Report the count of lines in the listing below that include the string "endpoint", with no other text.

[Opening Provided material section]

PR #5511, opened 2023-01-29
Remove post/api/1/assets/ignore api endpoint

LefterisJP:
Since we removed pulling of ignored assets from cryptoscamdb this endpoint is no longer needed.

[Closing Provided material section]

> **Answer box**
2